Site-directed spin labeling (SDSL) is a technique for investigating the structure and local dynamics of proteins using electron spin resonance. The theory of SDSL is based on the specific reaction of spin labels with amino acids. A spin label's built-in protein structure can be detected by EPR spectroscopy. SDSL is also a useful tool in examinations of the protein folding process.[1]

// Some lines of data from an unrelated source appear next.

PR #4355, opened 2021-07-21
fix#4353

xmacan:
Fix problem with reports duplicity

But it goes a little agains 
https://github.com/Cacti/cacti/commit/cbf6f818cd6ef250dffb16709c32cabf283cfcbf#diff-27a5678e20cd01a696a64ff86610d9f608a48df3d37f7cb30ce4cc1a1cfab327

Site-directed spin labeling (SDSL) was pioneered in the laboratory of Dr. W.L. Hubbell.[2] [3] In SDSL, sites for attachment of spin labels are introduced into recombinantly expressed proteins by site-directed mutagenesis. Functional groups contained within the spin label determine their specificity. At neutral pH, protein thiol groups specifically react with the functional groups methanethiosulfonate, maleimide, and iodoacetamide, creating a covalent bond with the amino acid Cys.[4] Spin labels are a unique molecular reporter, in that they are paramagnetic (contain an unpaired electron). Spin labels were first synthesized in the laboratory of H. M. McConnell in 1965.[5] Since then, a variety of nitroxide spin labels have enjoyed widespread use for the study of macromolecular structure and dynamics because of their stability and simple EPR signal. The nitroxyl radical (N-O) is usually incorporated into a heterocyclic ring (e.g. pyrrolidine), and the unpaired electron is predominantly localized to the N-O bond. Once incorporated into the protein, a spin label's motions are dictated by its local environment. Because spin labels are exquisitely sensitive to motion, this has profound effects on its EPR spectrum.[6]
The assembly of multi-subunit membrane protein complexes has also been studied using spin labeling. The binding of the PsaC subunit to the PsaA and PsaB subunits of the photosynthetic reaction center, Photosystem I, has been analyzed in great detail using this technique.[7]
Dr. Ralf Langen's group showed that SDSL with EPR (University of Southern California, Los Angeles) can be used to understand the structure of amyloid fibrils and the structure of membrane bound Parkinson's disease protein alpha-synuclein.[8] A 2012 study generated a high resolution structure of IAPP fibrils using a combination of SDSL, pulse EPR and computational biology.[9]